Segment Start: Input records

PR #557, opened 2017-04-26
[reicast] Only load joypads once

daniel-j:
This reduces the time it takes to open Lutris from 10 seconds to 3. Also speeds up the time it takes to open the runner manager.

This fix make it so reicast runner only loads the joypad list/evdev devices once.

### DIFF
--- a/lutris/runners/reicast.py
+++ b/lutris/runners/reicast.py
@@ -16,6 +16,8 @@ class reicast(Runner):
     platforms = ['Sega Dreamcast']
     runner_executable = 'reicast/reicast.elf'
 
+    joypads = None
+
     game_options = [{
         'option': 'iso',
         'type': 'file',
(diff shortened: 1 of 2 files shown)


lutris/runners/reicast.py
```diff
@@ -40,28 +65,28 @@ def __init__(self, config=None):
                 'option': 'device_id_1',
                 'type': 'choice',
                 'label': 'Joypad 1',
-                'choices': self.get_joypads(),
+                'choices': reicast.get_joypads(),
```
strycore: Expensive methods should not be called during the init stage, even if this improve the startup time, there is still an underlying issue there. Also there is something weird going on with your setup, get_joypads should be fast (but even when fast, __init__ methods in runners should *not* make any system calls, ever). 
We have to fine a way to lazy load this.

PR #561, opened 2017-04-30
add missing sections for bat and lnk file support

GloriousEggroll:
added missing lowercase conversion to checks, added missing check for .lnk in def wineexec, added missing check for .bat in def play


strycore:
Fixed in 9d1617153da8f9446643c6986ce96f0890c8f987

PR #574, opened 2017-05-27
Modernize UI

TingPing:
Some comments:

```irc
<TingPing> strycore, some design questions, do you think we should just shove things like syncronize library, disconnect, etc into the AppMenu, or like my original mockup should it be its own button, or any other ideas?
<TingPing> strycore, Browse games just opening a web browser seems a bit odd, but i guess as you said you want to move that in app
<TingPing> strycore, perhaps import and add game could be combined somehow
<TingPing> strycore, redid the sidebar, would be good to transition those icons to symbolic ones, also is the platform list even used?
```


TingPing:
TODO based on comments:

- [ ] Make Stop/Logs more discoverable, perhaps an infobar when a game is running
- [ ] Show platforms in sidebar again
- [ ] Start searching on keypress
- [ ] Move account info to own popover
- [ ] Kill statusbar

Issue #582, opened 2017-06-09
Convert runner icons to symbolic


TingPing:
Just making an issue to document that we should do this. Help from anybody willing to make relatively simple svg's would be appreciated. For some of them there may possibly be freely-licensed ones that exist.

The list of icons needed: https://github.com/lutris/lutris/tree/master/share/lutris/media/runner_icons

romlok:
I've started doing a bit of work toward this: https://github.com/romlok/lutris/tree/runnericons/share/lutris/media/runner_icons

So far, I've more or less just added the SVG icons that I could find which were clearly freely-licensed.

I'm not sure in what contexts Lutris uses these, and some of the icons are quite different from the originals, so improvement suggestions are welcome.

TingPing:
@romlok It looks like those svg's aren't symbolic though. An example would be like this for browser: https://github.com/GNOME/adwaita-icon-theme/blob/master/Adwaita/scalable/apps/web-browser-symbolic.svg

romlok:
Noted, but I'm not clear on exactly how symbolic you're wanting. Are, for example, the existing web/HTML5 and XDG icons symbolic enough?

![HTML5 logo](../blob/master/share/lutris/media/runner_icons/web.png?raw=true) ![Freedesktop.org logo](../blob/master/share/lutris/media/runner_icons/xdg.png?raw=true)

TingPing:
Symbolic icons are a gnome spec, they would be one flat color that the icon loader replaces dynamically with your Gtk themes colors.

romlok:
Oh, I see. That should probably be specified and linked to in the issue description then, so it's more clear what you're looking for.

romlok:
![winesteam-symbolic.svg](/romlok/lutris/blob/runnericons/share/lutris/media/runner_icons/winesteam-symbolic.svg)
Howzat?

Is there a quick way to test how well icons work as symbols; showing them recoloured, etc.?

TingPing:
@romlok Looks perfect!

> Is there a quick way to test how well icons work as symbols; showing them recoloured, etc.?

Hmm, I don't know of any tool for that. I might look into making a simple tool for it but I believe things have to be part of a valid icon theme so we will have to change the layout on disk.

romlok:
I added a symbols.html file to that directory in my branch, which lets you see the symbolic icons with different foreground and background colours. It doesn't work directly through github, but it works browsing locally.

[...]

PR #583, opened 2017-06-09
Add Platform icons

RobLoach:
This adds support for Platforms to have icons in the sidebar.

platform_icons


TingPing:
Ideally these would be symbolic SVGs.

RobLoach:
> Ideally these would be symbolic SVGs.

Oh definitely. Let's tackle that over in your other issue https://github.com/lutris/lutris/issues/582 :+1:

strycore:
@RobLoach can you add a spacer or a blank icon for the platforms that don't provide icons? I'll merge your PR after.

RobLoach:
That looks better. Good call.

screenshot at 2017-06-23 16-21-31

PR #591, opened 2017-06-14
Add button to view install script before installing

joonatoona:
Installer scripts can execute arbitrary code, so having the ability to view them would be nice.

Button:
Button
Dialog:
Dialog


RobLoach:
Nice work. This will help with debugging and security to make sure you're getting the right one.

Question: Should this bring up the installer in the Web Browser instead? The editing tools and such are right there.

TingPing:
We could just optionally use `GtkSourceView` for a nicer editor.

Also nitpick, we should be moving away from `GtkBuilderDialog` to normal `GtkTemplate` but since we already extensively use that I'll have to fix that anyway.

lutris/gui/installgamedialog.py
```diff
@@ -529,6 +536,14 @@ def on_cancel_clicked(self, _button):
             self.interpreter.revert()
         self.destroy()
 
+
+    # -------------
+    # View Source
+    # -------------
+
+    def on_view_clicked(self, _button):
+        InstallerSourceDialog(self.interpreter.script_pretty)
```
TingPing: Must set the parent for dialogs.

share/lutris/ui/script-dialog.ui
```diff
@@ -0,0 +1,84 @@
+<?xml version="1.0" encoding="UTF-8"?>
+<!-- Generated with glade 3.20.0 -->
+<interface>
+  <requires lib="gtk+" version="3.20"/>
+  <object class="GtkAdjustment" id="adjustment1">
```
TingPing: Unused.

share/lutris/ui/script-dialog.ui
```diff
@@ -0,0 +1,84 @@
...
+    <property name="can_focus">False</property>
+    <property name="title" translatable="yes">View Install Script</property>
+    <property name="type_hint">dialog</property>
+    <property name="has_resize_grip">True</property>
+    <child internal-child="vbox">
+      <object class="GtkBox">
+        <property name="can_focus">False</property>
+        <property name="orientation">vertical</property>
+        <property name="spacing">2</property>
+        <child internal-child="action_area">
```
TingPing: This should be using action widgets rather than hard-coding buttons, and it should be using a headerbar.. but I can deal with the UI tweaks if needed (glade can't do it).

joonatoona:
Yeah, I have no clue what I'm doing, I'm sure there's better ways to do it. I'm completely unfamiliar with PyGtk, I'll look into opening it in browser instead. I didn't use a browser because xdg-open doesn't work on my machine, so I wouldn't be able to test it.

I'll fix it all later, I don't have time for a few days. I'll close this and open another PR once I've done all that?

TingPing:
I personally prefer it being in-client.

joonatoona:
I didn't know GtkSourceView existed, and I have no idea how to pass data between a window and its parent.

I'll look into PyGtk more and try and improve my code :)

TingPing:
Another note, `pygtk` is a project that has been dead for half a decade, avoid that term if you want to find relevant information, this is using `PyGObject` and `Gtk3`.

joonatoona:
I did not know that either, thanks! I'm assuming it's compatible, seeing as I used PyGtk docs :D

TingPing:
No they are not compatible, it just happens most function names in Gtk didn't get randomly renamed.

joonatoona:
Ah, OK. Well thanks a lot! I will read the docs and properly implement this feature :)

TingPing:
Feel free to stop by #lutris on freenode if you have any direct questions, I've been doing the UI redesign for 0.5. You also may want to base your branch on `next` too for that.

joonatoona:
Will do. I was considering asking in IRC earlier, but my irssi wasn't working :(

Yeah, I noticed when I was creating the PR, but it wasn't compatible for an automerge and I didn't want to rewrite everything. I will do that now.

PR #593, opened 2017-06-18
Fix Attribute Error when using lutris --list-games

RobLoach:
When running `--list-games`, there is no `self.window`, so calling destroy would cause an error. Checking if the window is available fixes it.


strycore:
thanks!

Segment End: Input records

Exercise brief: On how many lines of the data does the word "could" appear? Only the number is wanted.

Exercise answer: 3